Im relying on some folks here for ubntu 8.04 64 bit . Once I get it Ill be more than happy to send whoever a copy wherever if they could cover the media and courier charges of course .


----------



## praka123 (Apr 19, 2008)

I think and hope cannonical should shipping DVDs rather than CD's.it is PITA for n00bs to connect to internet for s/w.

also,I hope ppl wont misuse this service


----------



## gary4gar (Apr 19, 2008)

The Service takes about 4 to 6 weeks before Disc could reach you.
Its better download them directly.

btw, i think you Ubuntu should consider Moving to DVD media or CD sets

If anyone in around Jaipur Wants them, Please Pm me


----------



## debsuvra (Apr 19, 2008)

Great thing that canonical is taking pre orders this time. Applied for one 32 bit Desktop edition.


----------



## saqib_khan (Apr 19, 2008)

shd i have to pay any charge to postman when he delivers the CD?
Also i thought there is a whole DVD required for ubuntu, but they r saying that they will send us the CD, so how do they fit the whole OS on a mere CD?
Pls clarify.


----------



## debsuvra (Apr 19, 2008)

khansaqib101 said:


> shd i have to pay any charge to postman when he delivers the CD?
> Also i thought there is a whole DVD required for ubuntu, but they r saying that they will send us the CD, so how do they fit the whole OS on a mere CD?
> Pls clarify.



You are not quite familiar with Ubuntu shipit thing.... are you ? There are no charges in shipping at all, it is completely *free of cost*.

BTW the Ubuntu ultimate edition is the distro that needs a DVD but the official LTS version fits on a CD.


----------



## saqib_khan (Apr 19, 2008)

debsuvra said:


> BTW the Ubuntu ultimate edition is the distro that needs a DVD but the official LTS version fits on a CD.



So, what's the diff in these 2?
I m completely new at ubuntu.
I have done shell programming in linux & that too using dyne bolic live CD, provided with digit.
I haven't installed it.

Which is better: Ubuntu ultimate edition or official LTS version? 
Is that live CD? B'cause i don't want to install it.


----------



## FilledVoid (Apr 19, 2008)

I think you would be better off with the Ubuntu Hardy Heron Live CD  . You can find more ifnormation about Ubuntu Ultimate here *ultimateedition.info .


----------



## debsuvra (Apr 19, 2008)

khansaqib101 said:


> Which is better: Ubuntu ultimate edition or official LTS version?



The ultimate one has all necessary codecs and other things to get started out of the box, literally. 



khansaqib101 said:


> Is that live CD? B'cause i don't want to install it.



I think both is Live disks.

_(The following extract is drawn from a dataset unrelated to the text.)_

PR #647, opened 2025-07-24
Generate rustdoc documentation for all publicly exported items

simonwuelker:
A few of the items in xml5ever are annotated with `#[doc(hidden)]`. This causes the `initial_state` field in https://docs.rs/xml5ever/latest/xml5ever/tokenizer/struct.XmlTokenizerOpts.html to not link to the enum, which is bad.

You can use them right from the CD/DVD.


----------



## saqib_khan (Apr 19, 2008)

debsuvra u said "i think", aren't u sure? 
If ultimate is better, then y shd i order official LTS version?


----------



## praka123 (Apr 19, 2008)

@Saqib-everything is Ubuntu the same Ubuntu.with official Ubuntu,multimedia codecs and few proprietary programs are missing.
for eg:wma/wmv support,mp3 etc support.

with a broadband net connection,it is a matter of minutes that  u can install these codecs!


----------



## QwertyManiac (Apr 19, 2008)

Knoppix would be the best if you only want it Live. Ubuntu isn't as good if the primary use is live ONLY. But between simple CD and Ultimate for live usage, go for Ultimate.


----------



## ThinkFree (Apr 19, 2008)

Thanks for the info


----------



## aadipa (Apr 19, 2008)

debsuvra said:


> You are not quite familiar with Ubuntu shipit thing.... are you ? There are no charges in shipping at all, it is completely free of cost.


Well then you are not aware to what happened to me (and some others) few years back.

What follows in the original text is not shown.